◆ Data for analysis ◆
PR #9492, opened 2024-06-28
ignore addresses for kubernetes registry

butonic:
We no longer pass an address to the go micro kubernetes registry implementation. This causes the implementation to autodetect the namespace and not hardcode it to `default`.

related https://github.com/owncloud/ocis/issues/8589


butonic:
related code in the implementation:
```go

	// get first host
	var host string
	if len(k.options.Addrs) > 0 && len(k.options.Addrs[0]) > 0 {
		host = k.options.Addrs[0]
	}

	if k.options.Timeout == 0 {
		k.options.Timeout = time.Second * 1
	}

	// if no hosts setup, assume InCluster
	var c client.Kubernetes
	if len(host) == 0 {
		c = client.NewClientInCluster()
	} else {
		c = client.NewClientByHost(host)
	}
```

2403905 (approved):

Issue #9398, opened 2024-06-18
[ocis] collaboration service: allow disabling chat


wkloucek:
## Is your feature request related to a problem? Please describe.
The current appprovider + wopiserver setup has the option `APP_PROVIDER_WOPI_DISABLE_CHAT`.

## Describe the solution you'd like
The collaboration service should also have a way to disable such wopi application features. Maybe there is a more generic way to inject options than the current `APP_PROVIDER_WOPI_DISABLE_CHAT` option.

## Describe alternatives you've considered
none.

## Additional context

There is a project that wants to switch to the collaboration service but relies on chat to be disabled on OnlyOffice.

cc @jvillafanez @micbar @d7oc

jvillafanez:
In theory, it should be easy to do. It's just adding the `dchat=1` parameter in the app URL. Around https://github.com/owncloud/ocis/blob/master/services/collaboration/pkg/service/grpc/v0/service.go#L139

```
		q := u.Query()
		q.Add("WOPISrc", wopiSrcURL.String())
		q.Add("dchat", "1")
		qs := q.Encode()
```
The question is how we want to handle everything around this feature:
* Using a config parameter such as `COLLABORATION_APP_FEAT_DCHAT=1` could be reasonable. However, what about similar features provided by the WOPI app? I don't think we need a flag for every feature, but if we need to use any other feature, it should follow the same pattern.
  For a list of parameters: 
  * office365: https://learn.microsoft.com/en-us/microsoft-365/cloud-storage-partner-program/online/discovery#action-urls .
  * OnlyOffice: https://api.onlyoffice.com/editors/wopi/discovery#wopi-standart
  * Collabora: I haven't found info.
* In theory, we should be parsing the URLs coming for the discovery endpoint and then replace the parameters with proper values. Right now, all the parameters are being removed from the URL, and the `WOPIsrc` parameter is added later. We might use this same approach, so we could still skip the parsing of the URL and assume it's safe to send the parameter.
* As far as I know, Collabora doesn't advertise the parameters, so it's unclear how it will behave with the parameter. We could assume it will ignore the parameter if it isn't supported.

wkloucek:
> I don't think we need a flag for every feature, but if we need to use any other feature, it should follow the same pattern.

I fully agree

Issue #6540, opened 2023-06-16
Disable chat in onlyoffce


micbar:
# Description

We need a config to disable the chat feature in onlyoffice.

## Info from onlyoffice

```diff
diff --git a/pkg/app/provider/wopi/wopi.go b/pkg/app/provider/wopi/wopi.go
index cf7bd52b..a0214b26 100644
--- a/pkg/app/provider/wopi/wopi.go
+++ b/pkg/app/provider/wopi/wopi.go
@@ -257,6 +257,11 @@ func (p *wopiProvider) GetAppURL(ctx context.Context, resource *provider.Resourc
                urlQuery.Set("ui", language)      // OnlyOffice
                urlQuery.Set("lang", language)    // Collabora
                urlQuery.Set("UI_LLCC", language) // Office365
+
+               // reva edge
+               // this should be configurable and not this hacky
+               urlQuery.Set("dchat", "1") // disable chat
+
                url.RawQuery = urlQuery.Encode()
                appFullURL = url.String()
        }
```

PR #9580, opened 2024-07-10
Add more wopi features, language, disable chat

dragonchaser:
# Description

Implementation of #9398 
Related to #6540 (which was used in the former reva app provider)

## Added Features

- [x] Disable Chat
- [x] Language params
  - [x]  `lang` (Collabora)
  - [x]  `ui` (OnlyOffice)
  - [x] `UI_LLCC` (Office365)

https://learn.microsoft.com/en-us/microsoft-365/cloud-storage-partner-program/online/discovery#ui_llcc
https://api.onlyoffice.com/editors/wopi/discovery#ui
https://api.onlyoffice.com/editors/wopi/discovery#lang
https://sdk.collaboraonline.com/docs/advanced_integration.html#url-query-parameters

## Tested

- ✅ Disable Chat in `ocis_full` example with onlyoffice
- ✅  Change Language in `ocis_full` example with onlyoffice
- ✅  Change Language in `ocis_full` example with collabora

### DIFF
--- a/services/collaboration/pkg/service/grpc/v0/service.go
+++ b/services/collaboration/pkg/service/grpc/v0/service.go
@@ -214,7 +214,7 @@ func (s *Service) OpenInApp(
 	wopiContext := middleware.WopiContext{
 		AccessToken:   cryptedReqAccessToken,
 		ViewOnlyToken: utils.ReadPlainFromOpaque(req.GetOpaque(), "viewOnlyToken"),
-		FileReference: providerFileRef,
+		FileReference: &providerFileRef,
 		User:          user,
 		ViewMode:      req.GetViewMode(),
 		EditAppUrl:    editAppURL,
--- a/services/collaboration/pkg/service/grpc/v0/service.go
+++ b/services/collaboration/pkg/service/grpc/v0/service.go
@@ -25,7 +25,10 @@ import (
 
 // NewHandler creates a new grpc service implementing the OpenInApp interface
 func NewHandler(opts ...Option) (*Service, func(), error) {
-	teardown := func() {}
+	teardown := func() {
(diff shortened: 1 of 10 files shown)


micbar (approved):
LGTM! Tested it locally with Collabora and OnlyOffice

services/collaboration/pkg/service/grpc/v0/service.go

◆ What is required ◆
Emit, unaltered, the lines from the top of the listing down through the line that holds "The current appprovider"; emit nothing else.

◆ Reply to the exercise ◆
PR #9492, opened 2024-06-28
ignore addresses for kubernetes registry

butonic:
We no longer pass an address to the go micro kubernetes registry implementation. This causes the implementation to autodetect the namespace and not hardcode it to `default`.

related https://github.com/owncloud/ocis/issues/8589


butonic:
related code in the implementation:
```go

	// get first host
	var host string
	if len(k.options.Addrs) > 0 && len(k.options.Addrs[0]) > 0 {
		host = k.options.Addrs[0]
	}

	if k.options.Timeout == 0 {
		k.options.Timeout = time.Second * 1
	}

	// if no hosts setup, assume InCluster
	var c client.Kubernetes
	if len(host) == 0 {
		c = client.NewClientInCluster()
	} else {
		c = client.NewClientByHost(host)
	}
```

2403905 (approved):

Issue #9398, opened 2024-06-18
[ocis] collaboration service: allow disabling chat


wkloucek:
## Is your feature request related to a problem? Please describe.
The current appprovider + wopiserver setup has the option `APP_PROVIDER_WOPI_DISABLE_CHAT`.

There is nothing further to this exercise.